*** Begin section ***

PR #414, opened 2025-09-28
fix: Use correct IG embed url

### LINKED ISSUE #399: Fix instagram videos
Instagram videos currently don't work

bastislack:
closes #399

### DIFF
--- a/src/components/video/platforms/InstagramPlayer.vue
+++ b/src/components/video/platforms/InstagramPlayer.vue
@@ -1,13 +1,24 @@
 <script setup lang="ts">
 import { isEmbedAllowed } from '@/util/trackingPreferences';
 import EmbedPrompt from '../EmbedPrompt.vue';
-import Duration from '../Duration.vue';
+import { computed } from 'vue';
 
-defineProps<{
+const props = defineProps<{
   url: string;
   startTime?: number;
   endTime?: number;
 }>();
+
+const embedUrl = computed(() => {
+  let baseUrl = props.url.trim();
+
+  // Guarantee it ends with a slash before appending "embed"
+  if (baseUrl.endsWith('/')) {
+    return baseUrl + 'embed';
+  } else {
+    return baseUrl + '/embed';
+  }
+});
 </script>
 
 <template>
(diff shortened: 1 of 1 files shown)


src/components/video/platforms/InstagramPlayer.vue
```diff
@@ -16,17 +27,11 @@ defineProps<{
...
         scrolling="no"
         title="video"
       ></iframe>
     </div>
-    <Duration
-      v-if="startTime || endTime"
-      :start="startTime"
-      :end="endTime"
-      class="mx-auto mt-2 text-muted-foreground"
-    />
```
JulianDietzel, line 30: I think that it is nice to keep the duration component. Without it the user does not know when the tricks in the video starts and ends. Instagram videos are usually shorter so this isn't necessary often but there are videos with muliple tricks in it and then it could come in handy (if no start or end time is specified the duration isn't shown anyways).

With YouTube videos the argument could be made that we can simply only show the duration specified but we don't seem to be able to do this with instagram, so no way around showing the duration in numbers to the user, I think.

JulianDietzel (changes requested):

*** End section ***

If a line in the material holds "think", copy it.

JulianDietzel, line 30: I think that it is nice to keep the duration component. Without it the user does not know when the tricks in the video starts and ends. Instagram videos are usually shorter so this isn't necessary often but there are videos with muliple tricks in it and then it could come in handy (if no start or end time is specified the duration isn't shown anyways).
With YouTube videos the argument could be made that we can simply only show the duration specified but we don't seem to be able to do this with instagram, so no way around showing the duration in numbers to the user, I think.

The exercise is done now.